In this module, we show you how to create and utilize custom iterators, generators, context manager, and decorators.  Each of these often make programs clearer, more expressive, faster, and more robust.



<h2 style="font-weight: bold;">
    What is covered in this course?
</h2>

![orange-divider](https://user-images.githubusercontent.com/7065401/98619088-44ab6000-22e1-11eb-8f6d-5532e68ab274.png)

* Understand the iterator protocol
* Class-based and function-based iterators
* The `itertools` module
* A "calculus" of infinite or unbounded streams
* Standard library and custom context managers
* Use the `contextlib` module to aid writing context managers
* Write custom decorators as functions or classes
* Write parameterized decorators and decorator factories

<h2 style="font-weight: bold;">
    Learning Objectives
</h2>

![orange-divider](https://user-images.githubusercontent.com/7065401/98619088-44ab6000-22e1-11eb-8f6d-5532e68ab274.png)

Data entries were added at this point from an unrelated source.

PR #2875, opened 2021-01-01
trying to fix dash date issue

carterm:
FIXED support for dates without GMT codes

### DIFF
--- a/.eleventy.js
+++ b/.eleventy.js
@@ -232,9 +232,7 @@ module.exports = function(eleventyConfig) {
         ? datestring 
         : datestring==='today'
             ? new Date()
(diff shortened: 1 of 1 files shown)


carterm:
trying in staging first...
https://staging.covid19.ca.gov/state-dashboard/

* Construct lazy data streams with generator expressions and generator functions
* Write custom iterator classes
* Combine lazy data streams using itertools
* Wrap operations in custom contexts
* Decorate functions in reusable orthogonal ways

# The Iterator Protocol

Every Python programmer, even beginners, use iteratables frequently.  They just don't always think about the fact they are doing so.  Every time you write a loop, or a list comprehension, or the constructors `list()`, `set()`, or `tuple()`, you are using an iterable.

An important distinction has already arisen in this introduction.  Although often the two terms are used carelessly, *iterator* and *iterable* are two distinct kinds of things in Python.  However, a great many objects are both iterators and iterables, and hence often the distinction is easy to miss.

## Iterators

An *iterator* is entirely defined as an object that has a method named `.__next__()`; it **may**, on some call to that method, raise the exception `StopIteration`.  Once an iterator has *once* raised `StopIteration`, it is *exhausted*. According to the Python documentation:

> Once an iterator’s `.__next__()` method raises StopIteration, it must continue to do so on subsequent calls. Implementations that do not obey this property are deemed broken.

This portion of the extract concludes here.